Multimodal large language models (MLLMs) hold considerable promise for applications in healthcare. However, their deployment in safety-critical settings is hindered by two key limitations: (i) sensitivity to prompt design, and (ii) a tendency to generate incorrect responses with high confidence. As clinicians may rely on a model's stated confidence to gauge the reliability of its predictions, it is especially important that when a model expresses high confidence, it is also highly accurate. We introduce Prompt4Trust, the first reinforcement learning (RL) framework for prompt augmentation targeting confidence calibration in MLLMs. A lightweight LLM is trained to produce context-aware auxiliary prompts that guide a downstream task MLLM to generate responses in which the expressed confidence more accurately reflects predictive accuracy. Unlike conventional calibration techniques, Prompt4Trust specifically prioritizes aspects of calibration most critical for safe and trustworthy clinical decision-making. Beyond improvements driven by this clinically motivated calibration objective, our proposed method also improves task accuracy, achieving state-of-the-art medical visual question answering (VQA) performance on the PMC-VQA benchmark, which is composed of multiple-choice questions spanning diverse medical imaging modalities. Moreover, our framework trained with a small downstream task MLLM showed promising zero-shot generalization to larger MLLMs in our experiments, suggesting the potential for scalable calibration without the associated computational costs. This work demonstrates the potential of automated yet human-aligned prompt engineering for improving the the trustworthiness of MLLMs in safety critical settings.
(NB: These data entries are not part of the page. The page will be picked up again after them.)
PR #713, opened 2020-10-01
Update html.md

BigPackie:
Added documentation for usage of  PostHTML  **posthtml.config.js**   config file with examples ( _posthtml-modules_, _posthtml-shorten_ ) and notes about  caveats.


DeMoorJasper (approved):

BigPackie:
Now all that remains is to wait for somebody to merge it?

DeMoorJasper:
@BigPackie yes, but unfortunately we can't merge if Vercel deployment fails... Not sure why though as I can't see the logs.

BigPackie:
Is there somebody you can contact to solve this?

DeMoorJasper:
@BigPackie fixed it, your usage of sample was incorrect apparently

BigPackie:
Thx a lot.  Can you share me a link about correct usage of those sample tags, so I don't make the same mistake next time?

BigPackie:
One more thing, I realized the string `{{headerTitle}}` does not show up in the website within my example. That's a problem. How is it possible to make it visible?

mischnic:
> so I don't make the same mistake next time?

I always copy them from another page.
Also: the whole point of these tags was to have the complete, self-contained example in a single "code sample" box and not distributed across multiple paragraphs.

PR #729, opened 2020-10-07
Update html.md

BigPackie:
Trying to fix an issue with not displaying '{{headerTitle}}' on the page. Improved example.


BigPackie:
Still problematic, now it displays '\\{\\{headerTitle\\}\\}' isntead of escaping them.

BigPackie:
The best I could do to display '{{ }}' correctly was to put a space in between them, like this '{ { } }'. However, this is still not a complete solution. Does anybody have an idea?

DeMoorJasper (approved):

PR #732, opened 2020-10-09
Improve website design

EduardoLopes:
This PR is still a working in progress. The goal is to improve the website design overall, fixing small but important things, mainly on the dark theme.

- [x] Improve color in the dark theme
- [x] Improve font colors (it's too contrasty on the dark theme)
- [x] Use sans-serif in the whole website (This makes font usage more consistent)
- [x] Make the theme switch icon clear on light theme (show something more close to a sun)
- [x] On the sidebar, make the clickable itens different from not clickable itens
- [x] Improve the style of the links in the top bar (docs and blog links)


mischnic:
🎉

EduardoLopes:
@mischnic there's any reason the contents inside .main-content uses a serif font?

mischnic:
The v1 docs used a serif font as well: https://parceljs.org/javascript.html 🤷‍♂️ 

I think that the font stack you chose is rather hard to read (too bold/too small), I'd prefer something like  this: `font-family: "Helvetica Neue",Helvetica,Arial,sans-serif;`, looks like you applied the title font to the content as well?

---

>  Make the theme switch icon clear on light theme (show something more close to a sun)

Just so we're on the same page: when I designed that button, my basic idea was modelling a solar eclipse (which also explains the css transition when switching):
- in light mode: the moon is about to cover the sun (and incidentally, this also looks like a crescent moon): 
https://en.wikipedia.org/wiki/File:Partial_solar_eclipse_Oct_23_2014_Minneapolis_5-36pm_Ruen1.png
- in dark mode: the moon is covering the sun, leaving a small ring of the sun visible: 
https://en.wikipedia.org/wiki/File:Annular_Eclipse._Taken_from_Middlegate,_Nevada_on_May_20,_2012.jpg

Maybe we can add some kind of halo that resembles a halo

https://commons.wikimedia.org/wiki/File:Solar_eclipse_1999_4_NR.jpg

and a stylistic sun at the same time (like the crescent moon):

Bildschirmfoto 2020-10-15 um 16 13 36

Or do you have other ideas?

EduardoLopes:
hmm, didn't notice v1 used a serif font. To have a better readability when using a serif-font, we should increase the font-size a little bit, this would be better for read on dark background too. But i think a sans-serif font makes more sense for Parcel and it's better for readability over all, in the current font size at least.

I've set the the title font to the content just to see how it would look, and end up committing, as it was looking good to me. But we can set the font-family you mentioned, if you agree to keep the sans-serif font.

<hr/>

About the theme toggle, i noticed it was a eclipse when i was modifying yesterday. As a concept this is really cool, but it's a little confusing for the final user. I have my system set to dark mode as default and when i first entered the website, i didn't notice it was a button, i thought it was the open collective icon (as it's aside of the github icon). Only when i changed my system theme to light, i noticed it was a moon, then i noticed that was the theme toggle button.

I pushed the changes i made, check it out and tell me what do you think. In my opinion, now it looks more like a sun, and it's easier to identify as a theme toggle.

mischnic:
> it's a little confusing for the final user

Yeah, I can always try to rework that at some later time. At least the functionality is obvious now.

> But we can set the font-family you mentioned, if you agree to keep the sans-serif font.

👍 

---

Some things I noticed:
- the smooth color change for the siderbar/content border line and the docs/blog button isn't covered by the various `transition: background ....`
- What do you think about not applying any opacity to the sidebar headers? In light mode, this makes barely any difference but in dark mode, they look a bit too gray-ish. I think just having a different font and no hover should be enough to mark them as non-interactive.

mischnic:
We probably want to use the system font by default: https://nathanfriend.io/2018/04/27/fantastic-fast-fonts-with-system-ui.html

```css
font-family: -apple-system, system-ui, BlinkMacSystemFont, 
             'Segoe UI', Roboto, 'Helvetica Neue', 
             Ubuntu, Arial, sans-serif;
```

And there's a merge conflict now 😬

EduardoLopes:
I've made the changes you point out and fixed the conflict. I'll take a look into the smooth color change for the siderbar/content later.

mischnic:
The sidebar should definitely still use the title font as previously. Not sure about the headings in the content, probably also the old title font?

EduardoLopes:
Since now the font is diferente on each system, i was thinking about font matching when i set everything to use the the same font. But i just push a revert for that. It looks good, on windows, at least!

mischnic:
👍 
macOS:

Bildschirmfoto 2020-10-16 um 21 32 41

mischnic:
We can also merge this PR without the hamburger menu and the docs/nav switcher change (but fixing the smooth color-scheme transition for the sidebar border and the subheading text color would be great), there already another merge conflict...

EduardoLopes:
I was doing a technical test for a selective process for a job and I didn't have time to finish this PR. Sorry.

But i have some free time now. I'll make sure to finish it this week. And do the menu stuff in another PR.

mischnic:
This can wait, no need to hurry 😄

EduardoLopes:
Sorry it took me so much time to finish this PR. As i said before, i was doing a selective process for a job and end up getting the job, so this week was my first week working as a front-end developer. 🎉🎉

I removed the menu task, as you said, and fixed the side bar transition and stuff. If you feel like merging this (if approved), you can do already. ✨

mischnic:
Congratulations!

One last thing: before, the docs/blog switcher made it apparent which section you're currently viewing.

Bildschirmfoto 2020-11-13 um 23 15 38

After your latest changes, both the active and the inactive link have the same style, change you change it so that the active link is highlighted as in the first screenshot for both dark & light mode (so that they are always blue-ish).

Bildschirmfoto 2020-11-13 um 23 16 55

<br>

(And please add `..., border-right-color 0.2s ease-in-out;` here:
https://github.com/parcel-bundler/website/blob/5d9c46205c3dc5fda6f2abe7640a9bb66b486982/src/doc-styles.scss#L21-L23
that should make the border between navbar and content also change gradually when switching themes)

src/doc-styles.scss
```diff
@@ -35,21 +35,26 @@ html {
   --sidebar-color: #333;
   --code-mark-background-color: #ff0;
   --border-color: #eee;
-  --hover-nav-background: #f8f8f8;
-  --selected-nav-background: #eee;
+  --hover-nav-background: #e5e5e5;
+  --selected-nav-background: #d8d8d8;
+  --font-color-1: rgba(0, 0, 0, 0.97);
+  --font-color-2: rgba(0, 0, 0, 0.7);
+  --font-color-3: rgba(0, 0, 0, 0.48);
```
mischnic: I think these are now unused? (both here and below in `html.dark`)

EduardoLopes:
why this is set to scroll?
https://github.com/parcel-bundler/website/blob/5d9c46205c3dc5fda6f2abe7640a9bb66b486982/src/doc-styles.scss#L521-L523

here's how it looks on windows:
Screenshot 2020-11-14 130651

mischnic:
If I remove that, I can't scroll the main content itself (if it contains more text)

mischnic:
I think it was just a typo, this works for me:

```diff
diff --git src/doc-styles.scss src/doc-styles.scss
index 40c6399..b51d595 100644
--- src/doc-styles.scss
+++ src/doc-styles.scss
@@ -420,7 +420,7 @@ body {
   font-size: 1.1rem;
   white-space: nowrap;
   @media (min-width: $breakpoint-tablet) {
-    overflow-y: scroll;
+    overflow-y: auto;
   }

   .doc-nav-group-hidden {
@@ -518,8 +518,9 @@ body {
   min-width: 0;
   line-height: 1.5em;
   box-sizing: border-box;
+
   @media (min-width: $breakpoint-tablet) {
-    overflow-x: scroll;
+    overflow-y: auto;
   }

   & > div {
```

mischnic:
And I forgot that this should be `transition-colors`, so that the border color transition is actually applied 🙈 

https://github.com/EduardoLopes/website/blob/5571441a78546f1b4268ea7631f45adb6f0ee92d/src/doc-styles.scss#L427

EduardoLopes:
Done ✨

mischnic (approved):
🎉   Thanks!

@DeMoorJasper Looks good to you?

PR #736, opened 2020-10-14
Make nav bar scrollable and set max width for content

alvyjudy:
I made some small change to the stylesheet to improve the UI of the website:) hope it helps. 

There doesn't seem to be any guidelines on how the stylesheet should be written but do let me know if I'm breaking any conventions.

### DIFF
--- a/src/doc-styles.scss
+++ b/src/doc-styles.scss
@@ -64,6 +64,8 @@ body {
   display: flex;
   flex-direction: column;
 
+  overflow: hidden;
+
   @media print {
     font-size: 12pt;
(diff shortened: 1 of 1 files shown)


mischnic:
That's a great idea, but there are some problems (for example https://website-2rbqdp3bs.vercel.app/getting-started/library/ has no min-width and both scrollbars overflow so that the "Edit this page" link is hidden).

I've taken a slightly different approach in this PR: https://github.com/parcel-bundler/website/pull/740. Thanks again for the inspiration!

PR #743, opened 2020-10-16
Use CSS grid for overall layout

mischnic:
I had hoped this would fix the anchor scrolling problem in Chrome/Safari (click on this link: https://v2.parceljs.org/features/module-resolution/#externals, Chrome has scrolled the HTML element, the top bar is out of view - Firefox works fine though), but it didn't

Maybe we still want this? This changes the nested flexbox situation `(header, (sidebar, content)` to a grid
```
H H H
S C C
```
(_H_eader, _S_idebar, _C_onent)

### DIFF
--- a/src/_includes/layout.njk
+++ b/src/_includes/layout.njk
@@ -63,65 +63,63 @@
         {% include "darkmode.html" %}
       </div>
     </header>
-    <div id="content" class="content-container">
-      <nav class="docs-navigation">
-      {% if tags and tags.includes("Blog") %}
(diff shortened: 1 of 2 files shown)


mischnic:
The scroll problem was fixed by removing `position: absolute` from the visually hidden class: [`74adba0` (#743)](https://github.com/parcel-bundler/website/pull/743/commits/74adba061d988ff17bd2e10fb7357214c75d171b) 🤷

DeMoorJasper (approved):

PR #761, opened 2020-11-12
Added documentation that there will always be at least one target, even with `main: false`

### LINKED ISSUE #759: Document that there will always be at least one target, even with `main: false`
This doesn't mean that Parcel will do nothing when running `parcel build src/index.js` but that the default target will be used instead of `main`.
```json
{
  "main": "unrelated.js",
  "targets": {
    "main": false
  }
}
```

https://github.com/parcel-bundler/parcel/issues/5312#issuecomment-721999509

AceTheCreator:
This pull request added documentation that there will always be at least one target, even with `main: false` #759


src/configuration/package-json.md
```diff
@@ -55,6 +55,8 @@ To make Parcel ignore one of these fields, specify `false` in `target.(main|brow
 
 If the `browser` field is an [object](/features/module-resolution/#package.json-browser-field), `package.json#browser[pkgName]` can be used instead of `package.json#browser`.
 
+Note that there will always be at least one target, even with `main: false`(This doesn't mean that Parcel will do nothing when running parcel build src/index.js but that the default target will be used instead of main.)
```
mischnic:
```suggestion
Note that there will always be at least one target, even with `main: false`. (So the default target will be used instead of `main`.)
```

AceTheCreator: @mischnic I have implemented the suggested changes. please review the pull request.

mischnic (approved):

PR #764, opened 2020-11-14
Dark search popover

### LINKED ISSUE #737: Search results popover: should respect dark mode
https://docsearch.algolia.com/docs/styling/

Bildschirmfoto 2020-10-14 um 13 15 18

mischnic:
Closes https://github.com/parcel-bundler/website/issues/737

Bildschirmfoto 2020-11-14 um 21 58 32

### DIFF
--- a/.eleventy.js
+++ b/.eleventy.js
@@ -14,7 +14,12 @@ module.exports = function (eleventyConfig) {
   eleventyConfig.addPlugin(eleventyNavigationPlugin);
   eleventyConfig.setDataDeepMerge(true);
 
-  eleventyConfig.addPlugin(pluginSass, { watch: ["src/*.{scss,sass}"] });
+  eleventyConfig.addPlugin(pluginSass, {
+    watch: ["src/*.{scss,sass}"],
+    cleanCSSOptions: {
+      level: 0,
+    },
+  });
   eleventyConfig.addPassthroughCopy("assets");
   eleventyConfig.setTemplateFormats(["md", "css", "png", "svg"]);
   eleventyConfig.addWatchTarget("./api/");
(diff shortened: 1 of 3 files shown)


.eleventy.js
```diff
@@ -14,7 +14,12 @@ module.exports = function (eleventyConfig) {
   eleventyConfig.addPlugin(eleventyNavigationPlugin);
   eleventyConfig.setDataDeepMerge(true);
 
-  eleventyConfig.addPlugin(pluginSass, { watch: ["src/*.{scss,sass}"] });
+  eleventyConfig.addPlugin(pluginSass, {
+    watch: ["src/*.{scss,sass}"],
+    cleanCSSOptions: {
```
mischnic: that css minified would also remove the first newly added rule 🤷

src/doc-styles.scss
```diff
@@ -804,3 +804,47 @@ body {
     }
   }
 }
+
+html.dark {
+  .algolia-autocomplete {
```
DeMoorJasper: Can't you add `/* clean-css ignore:start */` above this line and `/* clean-css ignore:end */` at the end of this css block to skip removal of these lines?

Not sure if we should completely opt-out from optimising for this little bit of css

DeMoorJasper (changes requested):

src/doc-styles.scss
mischnic: > Not sure if we should completely opt-out from optimising for this little bit of css

I've reordered the rules and cleancss seems to work correctly now.

The difference was surprisingly small:
disabled: 19kb
level 0: 16kb
level 1 (default): 15kb

DeMoorJasper: oh awesome, probably means we don't have a lot of unnecessary css?

DeMoorJasper (approved):

PR #777, opened 2020-12-03
Add WebExt docs

101arrowz:
Only relevant after parcel-bundler/parcel#5304 is merged.


src/recipes/web-extension.md
```diff
@@ -0,0 +1,56 @@
+---
+layout: layout.njk
+eleventyNavigation:
+  key: recipes-webext
+  title: <img src="/assets/lang-icons/webext.svg" alt=""/> Web Extension
```
mischnic: Maybe add a class `dark-invert` to the stylesheet that applies `filter: invert(1)` if dark mode is enabled? Otherwise the black icon isn't visible on the dark background.

src/recipes/web-extension.md
```diff
@@ -0,0 +1,87 @@
...
+    "webext-dev": {
+      "sourceMap": {
+        "inline": true,
+        "inlineSources": true
+      }
+    },
+    "webext-prod": {}
+  },
+  "scripts": {
+    "dev": "parcel src/manifest.json --host localhost --target webext-dev",
```
mischnic: Please rename to `start` to be consistent with the other doc pages

mischnic:
I have no experience with webextensions, so: Is it the case that importing css/`url:` imports fail because:
1. they are not listed in `web_accessible_ressources` and
2. the URL that Parcel outputs by default would have to be wrapped with `chrome.runtime.getURL(...)` so that it's translated into `web-extension://afe2138/....`.

101arrowz:
The two fail for two different reasons, as far as I can tell. URL imports fail because, as you said, the `browser.runtime.getURL` function must be called on the URL import for them to work. While we could make it possible to use `url:` imports, most users are going to end up following an online resource, and almost every resource on web extensions tells you to use `getURL`. The current system is closer to native Web Extension development for that reason.

The CSS fails because there is no HTML file to attach to in content scripts. Honestly, it's pretty much expected that this happens because you're injecting a stylesheet rather than using it directly. Of course, CSS imports still work in options pages, popup pages, etc. (i.e. where HTML is the root asset). We could solve this by detecting a CSS asset in the subtree/having the CSS asset alert the parent that it exists, then having the Web Extension transformer add the CSS asset to the `css` field? Not sure if this is feasible or not, but either way it's not really necessary for most users.

src/recipes/web-extension.md
```diff
@@ -0,0 +1,87 @@
...
+    "start": "parcel src/manifest.json --host localhost --target webext-dev",
+    "build": "parcel build src/manifest.json --target webext-prod"
+  }
+}
+```
+
+{% endsamplefile %}
+{% endsample %}
+
+Running `yarn run dev` or `npm run dev` will start the development server. HMR and source maps will work for background scripts, content scripts, the popup page, and the options page. To add the extension to your browser, research how to load an extension unpacked (for example, in Chrome, [click "Load Unpacked"](https://developer.chrome.com/extensions/getstarted#manifest)).
```
mischnic:
```suggestion
Running `yarn start` or `npm start` will start the development server. HMR and source maps will work for background scripts, content scripts, the popup page, and the options page. To add the extension to your browser, research how to load an extension unpacked (for example, in Chrome, [click "Load Unpacked"](https://developer.chrome.com/extensions/getstarted#manifest)).
```

src/recipes/web-extension.md
```diff
@@ -0,0 +1,87 @@
+---
+layout: layout.njk
+eleventyNavigation:
+  key: recipes-webext
+  title: <img class="dark-invert" src="/assets/lang-icons/webext.svg" alt=""/> Web Extension
+  order: 7
+---
+
+Web Extension development is enabled by `@parcel/config-webext`.
```
mischnic:
```suggestion
Bundling WebExtensions is enabled by using `@parcel/config-webext` like this:
```

"WebExtension" seems to be the official name for this API

101arrowz:
```suggestion
Bundling WebExtensions is enabled by using `@parcel/config-webextension` like this:
```

src/recipes/web-extension.md
```diff
@@ -0,0 +1,87 @@
...
+
+{% sample %}
+{% samplefile ".parcelrc" %}
+
+```json
+{
+  "extends": "@parcel/config-webext"
```
101arrowz:
```suggestion
  "extends": "@parcel/config-webextension"
```

src/recipes/web-extension.md
```diff
@@ -0,0 +1,87 @@
...
+```json
+{
+  "extends": "@parcel/config-webextension"
+}
+```
+
+{% endsamplefile %}
+{% endsample %}
+
+Running Parcel on your [`manifest.json`](https://developer.mozilla.org/en-US/docs/Mozilla/Add-ons/WebExtensions/manifest.json) will automatically validate and bundle your web extension if you pass it as an entry.
```
mischnic:
```suggestion
Running Parcel with your [`manifest.json`](https://developer.mozilla.org/en-US/docs/Mozilla/Add-ons/WebExtensions/manifest.json) as an entry (`parcel build manifest.json`) will automatically validate and bundle your web extension.
```

mischnic (approved):

mischnic (approved):

PR #1080, opened 2023-04-18
Glob: Improve example snippet

apepper:
Without "@parcel/resolver-default" other resolves such as src/index.html will not work.


mischnic:
No, if you write `"resolvers": ["@parcel/resolver-glob", "..."]` (that is: literally, with `"..."`), then it will still use the resolvers of the extended config.

PR #1081, opened 2023-04-20
Update getting_started.md

Umka-Ness:
Do not use npm install -g parcel-bundler because installation is not possible, only npm install -g parcel works, I struggled for several hours until I read an article where they wrote that it no longer works


mischnic:
These are the docs for Parcel 1, where `parcel-bundler` was correct.

PR #1090, opened 2023-09-07
fix: stretched out sidebar icons

Birdie0:
Non-square icons on the sidebar are stretched out, adding `object-fit: contain` allows to keep their original aspect ratio.

| before | after |
|---|---|
|23-09-07_14-09-16_ErW65|23-09-07_14-09-07_firefox_RntXo|


mischnic (approved):
Thanks!

PR #1091, opened 2023-09-13
Update webapp.md

kswdgha:
Add viewport tag. Couldn't notice why css media didn't work for a while.


mischnic:
This page is an example of how to get started with Parcel. I can't list everything that's needed for a modern webapp

PR #1099, opened 2023-12-14
Add Manual Shared Bundle Blurb to Code splitting doc

AGawrys:
Adds documentation on how to use the `manualSharedBundles` config option for the `DefaultBundler`. Includes some common reasons why a project may benefit from MSB (manual Shared Bundles), as well as a basic example of how to add config to your `package.json`

This PR should be merged once the [Source Bundles Property PR](https://github.com/parcel-bundler/parcel/pull/9294) is merged. That PR renames `parentAsset` to `root`, the property that specifies what file should be targeted by the `assets` glob. 

It also adds a `loadedBy` optional config, which allows users to specify bundleRoots that will use this MSB (manual shared bundle)
## Notes
Note that "display rich diff" in Github does not support all formatting used, here's a screen grab of what the page will look like: 
 
experimental_msb_blurb


devongovett:
Updated to remove loadedBy for now since that PR isn't merged yet, and re-worded a bit for clarity.

devongovett (approved):

PR #1103, opened 2024-02-11
Add docs for macros

devongovett:


src/features/macros.md
```diff
@@ -0,0 +1,355 @@
...
+<div className={css('color: red; &:hover { color: green }')}>
+  Hello!
+</div>
+```
+
+{% endsamplefile %}
+{% samplefile "css.ts" %}
+
+```ts/6-10
+import type {MacroContext} from '???';
```
devongovett: Where should we put this type?

mischnic:
👍 Looks good

PR #1104, opened 2024-02-27
Add REPL link to website header

devongovett:


src/assets/styles/doc-styles.scss
```diff
@@ -347,6 +347,15 @@ body {
...
     }
+
+    @media (width < 430px) {
+      a {
+        display: none;
+      }
+      #color-scheme-toggle {
+        margin-left: 0;
+      }
+    }
```
devongovett, line 358: Hides the GitHub link on small mobile screens since it is also in the hamburger menu

mischnic (approved):

PR #1108, opened 2024-04-28
plugins.md: replace reference to old `link:` protocol with `file:`

ynx0:
The `link:` protocol was renamed to `file:` so this documentation is outdated. (source: [this SO post](https://stackoverflow.com/a/74679690))

This PR updates the docs to reflect that.


ynx0:
Looks like the section header in the search still shows up with the old value. Not sure how to fix that.

mischnic:
No, for Yarn, `link` and `file` both exist and do different things.

ynx0:
Oh I see. I think it would be useful to at least add a note for npm users on what to do. I can make a separate PR for that.

PR #373, opened 2025-12-30
feat(coding-agent and tui): Add session preview pane to resume selector

scutifer:
I resume sessions so often that the list UI + search was not sufficient, especially when many sessions overlap in text. This PR adds a simple preview of the session alongside the session list. Here are the changes.

#### `src/components/split-pane.ts`
This adds a simple split pane component. You pass two other components + options (split ratio, padding and divider). It dividers and renders. I've kept it as simple as possible

#### `src/utils.ts` changes to `truncateToWidth`
truncateToWidth was O(n) on input length even when truncating to a small width. It computed visibleWidth() on the entire input string upfront, then parsed the entire string into grapheme segments before truncating.

Solution is to process incrementally and stop early:
1. Removed upfront visibleWidth(text) call on entire string
2. Process text in bounded chunks (max targetWidth * 4 bytes at a time)
3. Accumulate width as we go, return immediately when we exceed target
4. If we reach the end without exceeding, the string fits - return original

Its now O(min(n, targetWidth × k)) instead of O(n). Truncating a 95KB string to 80 chars went from ~500ms to ~1ms.

#### `src/core/session-manager.ts`
In the `list` static method, the readFileSync and line-by-line JSON.parse is very slow when processing large session files. This makes SessionList and SessionPreview very slow.

The solution is to stop reading the entire file when the file is too big. Today that limit is 128KB (set in main.ts). These files are read in `chunkSize/2` blocks from the top and bottom until we find at-least 2 messages.

The idea is that anything of interest is either in the beginning or the end of a session, and you can decide the session using this.

#### `src/main.ts`
Calls SessionManager.list with 128KB as limit of file size beyond which chunking starts. Note that by default, the old behaviour is used so that no existing API call sites break.

#### `src/modes/interactive/components/session-selector.ts`
This uses the SplitPane from the TUI package and adds a new SessionPreview component.

SessionPreview picks upto 3 lines of each message into a list. Then it truncates the list in the middle to only show the top and bottom of the session.

It also draws a border but we can remove this if it feels heavy. See the video below for a demo

https://github.com/user-attachments/assets/6a4aef66-528b-4168-805b-1957d5fbcecb

### DIFF
--- a/packages/coding-agent/CHANGELOG.md
+++ b/packages/coding-agent/CHANGELOG.md
@@ -2,7 +2,6 @@
 
 ## [Unreleased]
 
-<<<<<<< HEAD
 - Session preview pane in `--resume` selector with chunked file reading for large sessions
 
 ## [0.42.0] - 2026-01-09
--- a/packages/tui/CHANGELOG.md
+++ b/packages/tui/CHANGELOG.md
@@ -2,7 +2,8 @@
 
 ## [Unreleased]
 
-- `truncateToWidth` optimization for large strings
+- **SplitPane component**: New component for rendering two child components side by side with configurable ratio, divider, and padding.
+- Improved performance by processing text in chunks and handling edge cases (zero/negative width) more efficiently.
 
 ## [0.42.0] - 2026-01-09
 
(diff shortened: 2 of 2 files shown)


packages/coding-agent/src/core/session-manager.ts
```diff
@@ -485,19 +551,25 @@ export class SessionManager {
...
 
 							if (entry.type === "message") {
 								messageCount++;
 
 								if (entry.message.role === "user" || entry.message.role === "assistant") {
-									const textContent = entry.message.content
-										.filter((c: any) => c.type === "text")
-										.map((c: any) => c.text)
-										.join(" ");
+									const content = entry.message.content;
```
scutifer, line 1162: This change is not related to this PR directly. I had to update `entry`'s type `SessionEntry` but then the typecheck failed. Hence this change.

scutifer:
Couple of additional notes
- the SessionManager.list and truncateToWidth changes are performance improvements. If you want me to split these into another PR, I can
- these improvements are necessary for the SessionList and SessionPreview to be responsive with large sessions, or if the directory has a lot of sessions
- the border around the preview pane can be its own TUI component

badlogic:
I love this! I'm sorry I only got to this now. Could you rebase on main and fix the conflicts? Then I'll do a review.

scutifer:
@badlogic done! No conflicts.

scutifer:
@badlogic should I rebase instead of merging badlogic:main to my main?

badlogic:
@scutifer yes please rebase, sorry I haven't gotten to this yet!

scutifer:
Done, rebased on upstream main. CI fails for an unrelated reason: `Error: No API key for provider: opencode`

badlogic:
Sooo, I've now finally played around with it. I do like it, but I found using labels for sessions to be a much quicker way for me to get to where I want to be. Given the added complexity, I'm not sure the ROI is there. Hope no hard feelings if I close this!

scutifer:
No worries Mario! Happy to be contributing either way!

Our codebase can be found at https://github.com/xingbpshen/prompt4trust.

Paper Structure

This paper contains 21 sections, 1 equation, 3 figures, 4 tables.

Figures (3)

  • Figure 1: Overview of the Prompt4Trust Framework for Medical Visual Question Answering.(A)Training pipeline.The Calibration Guidance Prompt (CGP) Generator receives the textual elements of a medical visual question, namely the question, multiple-choice options, and an instruction. The CGP Generator subsequently produces the CGP. The CGP is then appended to the question, multiple choice options, and the downstream task instruction, along with the associated medical image, and passed to the Downstream Task MLLM. The Downstream Task MLLM produces an answer and confidence score, which are compared to the ground-truth answer to compute a reward. The Downstream Task MLLM reports its confidence as a score out of 100. $\hat{p}$ is defined by converting this score to a decimal. This reward is used to optimize the CGP Generator via the GRPO reinforcement learning objective. (B)Inference on a Sample from the PMC-VQA datasetzhang_pmc-vqa_2024. At inference time, Prompt4Trust follows steps – , resulting in the ✓ MLLM Response with CGP, which produces the correct answer and calibrated confidence. The Generated CGP text was abbreviated for illustration purposes. For comparison, we show the ✗ MLLM Response without CGP yields an incorrect and overconfident response, illustrating the effectiveness of the Prompt4Trust framework.
  • Figure 2: Calibration curve illustrating the relationship between confidence and average accuracy. Perfect calibration is shown by the dashed line. Prompt4Trust demonstrates better calibration, particularly in high-confidence region (e.g., $\text{confidence}\geq 0.85$) where trust is most critical for supporting medical decision-making in medical imaging tasks.
  • Figure 3: The calibration curve for Qwen2.5-VL-7B-Instruct bai2025qwen25vl as the Downstream Task MLLM in the generalizability experiment. Prompt4Trust demonstrates better calibration, particularly in high-confidence region (e.g., $\text{confidence}\geq 0.85$) where trust is most critical for supporting medical decision-making.